第3問は、Aが運動方程式およびエネルギーと仕事の関係に関する設問であり、Bが傾きの異なるなめらかな斜面をすべり落ちる二物体の運動の比較に関する問題であった。Aでは個々の物体に分けて考えることがポイントである。また、Bでは傾きによって到達時間は異なるが、到達速度の大きさは変わらないことがポイントである。Aでは2017年まで毎年出題されていたエネルギーの利用についても問2で問われている。また、Aの問題は2017年第3問Bとほぼ同じ設定の出題であった。

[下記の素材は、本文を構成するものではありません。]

PR #271, opened 2016-05-05
fix some level stuff, add some math stuff

Newbrict:
@paked


level.go
```diff
@@ -1,18 +1,44 @@
 package engo
 
+import (
+	"engo.io/gl"
+)
+
 type Level struct {
-	Width      int
-	Height     int
+	width      int
```
paked: It'd be good to have a function to get width/height of the map in pixels?

level.go
```diff
@@ -1,18 +1,44 @@
...
+
+func (t *tile) Width() float32 {
+	return float32(t.width)
+}
+
+func (t *tile) Texture() *gl.Texture {
+	return t.Image.Texture()
+}
+
+func (t *tile) Close() {
```
paked: Don't we need to dump the region?

math.go
```diff
@@ -8,11 +8,31 @@ type Point struct {
 	X, Y float32
 }
 
+type Line struct {
```
paked: We're trying to make sure that all code that gets put into master now is documented. Could you do that here?

math.go
```diff
@@ -127,25 +142,111 @@ func (l *Line) PointDistanceSquared(point Point) float32 {
...
+	}
+
+	return Point{-1, -1}
+}
+
+// Returns the trace fraction of tracer through boundary
+// 1 means no intersection
+// 0 means tracer's origin lies on the boundary line
+func LineTraceFraction(tracer, boundary *Line) float32 {
+
```
paked: Don't need this newline

math.go
```diff
@@ -127,25 +142,111 @@ func (l *Line) PointDistanceSquared(point Point) float32 {
 		(y0-(y1+t*(y2-y1)))*(y0-(y1+t*(y2-y1)))
 }
 
-// Returns the point where the two lines intersect
-func (l *Line) LineIntersection(l2 Line) Point {
-	x1 := l.P1.X
-	x2 := l.P2.X
-	x3 := l2.P1.X
-	x4 := l2.P2.X
+// Left Hand Normal
```
paked: Can we please use godoc style comments: https://blog.golang.org/godoc-documenting-go-code

tmx_level.go
```diff
@@ -186,7 +186,7 @@ func pointStringToLines(str string, xOff, yOff float64) []Line {
 		floatPts[i][1], _ = strconv.ParseFloat(pt[1], 64)
 	}
 
-	lines := make([]Line, len(floatPts)-1)
+	lines := make([]*Line, len(floatPts)-1)
```
hydroflame: Memory discontinuation, don't do that

level.go
EtienneBruines: We should define the differences between them, and when to use which.

level.go
Newbrict: Yeah I am going to redo a bunch of the level stuff, the code changes to level and tile right now are just so that it's compliant with the current ECS implementation

level.go
Newbrict: You don't need to, I think in the end that's how it should be though. previous comment applies here too

level.go
EtienneBruines: > It'd be good to have a function to get width/height of the map in pixels?

As long as we don't ever call it "pixels" - because they're only pixels as long as the zoom-level is at 100% :smile: (and there's no scaling/resizing).

EtienneBruines:
LGTM. However: I haven't checked (1) the math, and (2) if it works. 

It would be great if someone created an issue where we added a `demo` which demonstrates this? 

And another issue for the math tests? 

(Anyone feel free to merge when it compiles; a second review is optional)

組合せ選択肢の問題は昨年より1問多い6問出題、またグラフの問題が1問出題された。昨年出題されなかったエネルギーとその利用は、小問集合での出題に加えて、第3問力学のなかで1問出題されている。
電磁波や原子に関する知識の出題、不慣れな気柱の共鳴問題、確かな基礎を問う力学問題が重なることで、難度はやや高かったと考えられる。

設問別分析

【第1問】小問集合

第1問は、昨年同様に物理基礎のさまざまな分野を扱った小問集合であった。計算主体の昨年とは異なり、現象に関する正確な知識を問うものが増えた。
問1は「床から離れる」ということが「垂直抗力がゼロ」であると理解できていればフックの法則で解答できる。
問2は、なめらかな面では等速度運動、摩擦のある面では加速度が負の等加速度運動であることを把握し、それぞれの場合の速度変化がどのように表現されるか理解できていれば解答できる。
問3は、電磁波の周波数に関する分類問題であり、知識問題であった。
問4は、原子と放射線に関する正確な知識が問われる問題となっている。最も適切である解答がぼんやりとした表現になっているため、別の選択肢の誤りをすべて指摘できなければ正答は難しい。
問5は、電力と比熱の定義を理解していれば解答できる基本的な問題である。

【第2問】波動、電気

Aは気柱の共鳴に関する問題であった。気柱の共鳴は現行課程の本試験では初めての出題である。そのかわりに、現行課程の本試験では初めて正弦波のグラフを用いた問題が出題されなかった。
問1は、共鳴時の管内での定常波の図が描ければ解答できる。
問2は、ヘリウムガスによって音速が大きくなっても定常波が生じる音波の波長は変わらないことがわかっていれば解答できる。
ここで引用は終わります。